Extracted data Start Marker

PR #55, opened 2016-11-04
38712 clear globals cache

akhronek:
Added a class method to CachedShotgunSchema that removes schema and status cache files from disk for the current/specified project, if the files exist.

### DIFF
--- a/python/shotgun_globals/cached_schema.py
+++ b/python/shotgun_globals/cached_schema.py
@@ -1,11 +1,11 @@
 # Copyright (c) 2015 Shotgun Software Inc.
-# 
+#
 # CONFIDENTIAL AND PROPRIETARY
-# 
-# This work is provided "AS IS" and subject to the Shotgun Pipeline Toolkit 
+#
+# This work is provided "AS IS" and subject to the Shotgun Pipeline Toolkit
 # Source Code License included in this distribution package. See LICENSE.
-# By accessing, using, copying or modifying this work you indicate your 
-# agreement to the Shotgun Pipeline Toolkit Source Code License. All rights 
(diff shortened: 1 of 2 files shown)


python/shotgun_globals/cached_schema.py
```diff
@@ -881,3 +881,27 @@ def get_ordered_status_list(cls, display_names=False, project_id=None):
...
+                           None, the current context's project will
+                           be used.
+        """
+        self = cls.__get_instance()
+        project_id = project_id or self._get_current_project_id()
+
+        schema_cache = self._get_schema_cache_path(project_id)
+        if os.path.isfile(schema_cache):
+            self._bundle.log_debug("Removing schema cache file : %s" % schema_cache)
+            os.remove(schema_cache)
```
thebeeland: Let's log an error for these if they fail:

```
try:
    os.remove(schema_cache)
except Exception:
    self._bundle.log_error( ... )
    raise
```

Unfortunately, it looks like it will need to be `Exception` that we catch instead of `OSError`, as we get a `WindowsError` on Windows, but that exception doesn't exist for non-Windows OSs. Meh.

python/shotgun_globals/cached_schema.py
```diff
@@ -881,3 +881,27 @@ def get_ordered_status_list(cls, display_names=False, project_id=None):
...
+
+        status_cache = self._get_status_cache_path(project_id)
+        if os.path.isfile(status_cache):
+            self._bundle.log_debug("Removing status cache file : %s" % status_cache)
+            os.remove(status_cache)
```
thebeeland: Same comment as above!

Extracted data End Marker

Problem – Extract, from the listing above, every line where the string "isfile" occurs.

Result of this task –
+        if os.path.isfile(schema_cache):
+        if os.path.isfile(status_cache):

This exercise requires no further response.